Saved data entries

========================

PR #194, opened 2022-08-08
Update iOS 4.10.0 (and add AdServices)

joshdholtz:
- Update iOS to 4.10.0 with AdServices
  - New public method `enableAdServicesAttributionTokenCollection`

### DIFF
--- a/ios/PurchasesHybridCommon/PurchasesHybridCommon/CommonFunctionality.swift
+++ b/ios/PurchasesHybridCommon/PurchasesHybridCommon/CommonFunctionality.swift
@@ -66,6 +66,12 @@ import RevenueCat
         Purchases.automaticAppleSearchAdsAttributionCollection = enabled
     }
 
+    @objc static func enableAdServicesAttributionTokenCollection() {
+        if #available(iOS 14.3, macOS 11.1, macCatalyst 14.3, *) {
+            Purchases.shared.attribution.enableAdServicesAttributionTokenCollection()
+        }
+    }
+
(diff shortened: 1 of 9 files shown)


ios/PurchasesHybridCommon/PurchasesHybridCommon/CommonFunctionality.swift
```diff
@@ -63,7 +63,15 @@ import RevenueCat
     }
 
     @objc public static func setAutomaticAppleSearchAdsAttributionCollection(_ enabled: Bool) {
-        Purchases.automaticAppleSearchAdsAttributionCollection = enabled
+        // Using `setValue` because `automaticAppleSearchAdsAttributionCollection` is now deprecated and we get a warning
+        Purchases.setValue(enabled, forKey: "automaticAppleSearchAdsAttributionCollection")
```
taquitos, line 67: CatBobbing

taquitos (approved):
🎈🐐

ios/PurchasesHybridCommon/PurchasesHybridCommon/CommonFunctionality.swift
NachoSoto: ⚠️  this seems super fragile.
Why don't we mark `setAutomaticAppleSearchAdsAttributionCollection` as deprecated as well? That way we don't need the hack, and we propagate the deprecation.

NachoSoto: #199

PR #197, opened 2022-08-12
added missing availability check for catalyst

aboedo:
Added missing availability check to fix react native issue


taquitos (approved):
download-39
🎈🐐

========================

If a line of the data contains the word "missing", count it; say how many such lines there are and nothing else.

## Expected output:
2